A good day for Assad, a sad day for the US

Published 25.11.2015 01:32

The U.S. Senate divided over whether the state should back the Assad regime ruthlessly killing its people, or turn a blind eye to the massacres, which is just another way of supporting the regime

Much has been said about Russia's overt intervention in Syria. Moreover, it has been said that the U.S. and Russia agreed on the survival of Syrian President Bashar Assad's regime; Iran has come to the fore in the region and Turkey has been sidelined. This argument has delighted some people in the country, as it is coupled with coordinated attacks by Russia, Iran and Assad on Turkmens. Obviously, the objective is to drag Turkey into the war or undermine its power during negotiations. There are other plots as well.
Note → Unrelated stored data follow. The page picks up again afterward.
PR #1932, opened 2024-07-30
refactor(backend): Add UserProfileModel to interact with user profiles in stable memory

lmuntaner:
# Motivation

Refactor the code so that the different maps managing user profiles are not mismanaged and we introduce bugs and inconsistent data.

This was requested in https://github.com/dfinity/oisy-wallet/pull/1827/files#r1695268288

# Changes

* Create a new struct UserProfileModel and implement it. This entity will have the responsibility to interact with the stable memory to retrieve and store user profiles.
* Use the new struct in the user_profile module instead of expecting the stable memory structures.

# Tests

Not yet. I want to check that the implementation is the requested one.

### DIFF
--- a/src/backend/src/lib.rs
+++ b/src/backend/src/lib.rs
@@ -38,7 +38,7 @@ use types::{
     Candid, ConfigCell, CustomTokenMap, StoredPrincipal, UserProfileMap, UserProfileUpdatedMap,
     UserTokenMap,
 };
-use user_profile::{add_credential, create_profile, get_profile};
+use user_profile::{add_credential, create_profile, find_profile};
 use user_profile_model::UserProfileModel;
 
 mod assertions;
@@ -493,7 +493,7 @@ fn get_user_profile() -> Result<UserProfile, GetUserProfileError> {
     mutate_state(|s| {
         let mut user_profile_model =
             UserProfileModel::new(&mut s.user_profile, &mut s.user_profile_updated);
-        match get_profile(stored_principal, &mut user_profile_model) {
+        match find_profile(stored_principal, &mut user_profile_model) {
             Ok(stored_user) => Ok(UserProfile::from(&stored_user)),
             Err(err) => Err(err),
         }
--- a/src/backend/src/lib.rs
+++ b/src/backend/src/lib.rs
@@ -39,6 +39,7 @@ use types::{
     UserTokenMap,
 };
 use user_profile::{add_credential, create_profile, get_profile};
+use user_profile_model::UserProfileModel;
 
 mod assertions;
 mod config;
@@ -48,6 +49,7 @@ mod oisy_user;
 mod token;
 mod types;
 mod user_profile;
+mod user_profile_model;
 
 const CONFIG_MEMORY_ID: MemoryId = MemoryId::new(0);
 const USER_TOKEN_MEMORY_ID: MemoryId = MemoryId::new(1);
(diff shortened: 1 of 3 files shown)


bitdivine (commented):
Thank you.  This seems like a useful step towards data integrity!

src/backend/src/user_profile.rs
```diff
@@ -1,62 +1,31 @@
...
         let now = time();
         let default_profile = StoredUserProfile::from_timestamp(now);
-        store_user_profile(
-            principal,
-            now,
-            &default_profile,
-            user_profile_map,
-            user_profile_updated_map,
-        );
+        user_profile_model.stor_new(principal, now, &default_profile);
```
peterpeterparker, line 28: typo `stor`?

lmuntaner: thanks!

src/backend/src/lib.rs
```diff
@@ -455,13 +458,14 @@ fn add_user_credential(request: AddUserCredentialRequest) -> Result<(), AddUserC
         current_time_ns as u128,
     ) {
         Ok(()) => mutate_state(|s| {
+            let mut user_profile_model =
+                UserProfileModel::new(&mut s.user_profile, &mut s.user_profile_updated);
```
bitdivine, line 462: I would recommend making this a method of `State`.  Something like `s.user_profile_model() -> UserProfileModel{...}`.  That way `s.user_profile*` can be made private and accessible only via the model.  However that can be in another PR, just to keep the PRs focused.  I didn't mention it before for this reason but it  might be worth mentioning. :-)

src/backend/src/user_profile_model.rs
```diff
@@ -0,0 +1,163 @@
...
+        }
+        self.user_profile_updated_map
+            .insert(user_principal, timestamp);
+        self.user_profile_map
+            .insert((timestamp, user_principal), Candid(new_user.clone()));
+    }
+}
+
+#[cfg(test)]
+mod tests {
```
bitdivine, line 49: I believe that consistency of the `UserProfileModel` can be defined by:

* The number of entries in the two underlying maps is the same.
* For every entry in the principal->timestamps map, there is a corresponding entry in the other map.

I would recommend making a method like this, and checking consistency after any CRUD operations:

Despite all of these plots, Turkey's conscientious stance and suggestions find credibility in the world. I think Foreign Ministry officials must have followed what televisions aired in the U.S. some time ago. The most interesting debate over Syria was experienced in the U.S. Senate where Republican Senator Lindsey Graham bombarded Secretary of Defense Ashton Carter with questions. Graham did not cite Turkey, but he asked questions similar to Ankara's theses on Syria and put Carter in a tight spot. In response to Graham's question of whether it is smart for the U.S. to stay out of the war and let Russia fight DAESH, Carter said that Russia does not strike DAESH. Astonished by this reply, Graham said: "How do we leverage Assad leaving when Russia is going to fight for him, Iran is going to fight for him, Hezbollah is fighting for him, and we are not going to do a damn thing to help people take him down? So, when [U.S. Secretary of State John] Kerry goes over to Geneva, he is turning over Syria to the Russians and the Iranians."
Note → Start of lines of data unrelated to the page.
PR #1936, opened 2024-07-30
feat(frontend): add about modals buttons in the main Menu

AntonioVentilii-DFINITY:
# Motivation

We add `AboutWhat` and `AboutHow` buttons among the items in `Menu`. Furthermore, we include an icon in both of them: it will be used both for the menu when logged in and the menu when logged out (in small screen).

# Changes

- Add `IconInfo` to both button `AboutItem`.
- Include `AboutWhat` and `AboutHow` among the `Menu` items.
- Update the labels: from question to affirmation.
- Unrelated: adjust the spacing and the font size of the buttons.

# Tests

Screenshot 2024-07-30 at 17 19 45
Screenshot 2024-07-30 at 17 19 53
Screenshot 2024-07-30 at 17 20 18
Screenshot 2024-07-30 at 17 20 24

### DIFF
--- a/src/frontend/src/lib/components/core/Menu.svelte
+++ b/src/frontend/src/lib/components/core/Menu.svelte
@@ -17,9 +17,6 @@
 	import { page } from '$app/stores';
 	import AboutHow from '$lib/components/hero/about/AboutHow.svelte';
 	import AboutWhat from '$lib/components/hero/about/AboutWhat.svelte';
-	import { modalAboutHow, modalAboutWhat } from '$lib/derived/modal.derived';
-	import AboutWhatModal from '$lib/components/hero/about/AboutWhatModal.svelte';
-	import AboutHowModal from '$lib/components/hero/about/AboutHowModal.svelte';
 
 	let visible = false;
 	let button: HTMLButtonElement | undefined;
@@ -83,9 +80,3 @@
 		<SignOut on:icLogoutTriggered={hidePopover} />
 	</div>
 </Popover>
-
-{#if $modalAboutWhat}
-	<AboutWhatModal />
-{:else if $modalAboutHow}
-	<AboutHowModal />
-{/if}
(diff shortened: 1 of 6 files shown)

Graham asked Carter another interesting question: "Do you see a scenario where we could fight to support an effort to take Assad down? That we will fight alongside of people who want to take Assad down in Syria? Does it have a military component?" Carter gave a short reply: "There are not military components, but only a political effort." After hearing from Carter that the U.S. would not give military support to those fighting Assad, Graham made an interesting statement: "If I am Assad, this is a good day for me, because the American government has just said without saying it that they are not going to fight to replace me. The Russians and the Iranians and Hezbollah, this is a really good day for them ... You have turned Syria over to Russia and Iran. You have told the people in Syria who died about hundreds of thousands that we are more worried about political settlement than we are about what follows. All I can say is this is a sad day for America, and the region will pay hell for this, because the Arabs are not going to accept this. The people in Syria are not going to accept this."And the last word from Graham was: "This is a half-assed strategy at best," which shows that the U.S.'s ambivalent Syrian policy has led to serious debates in itself.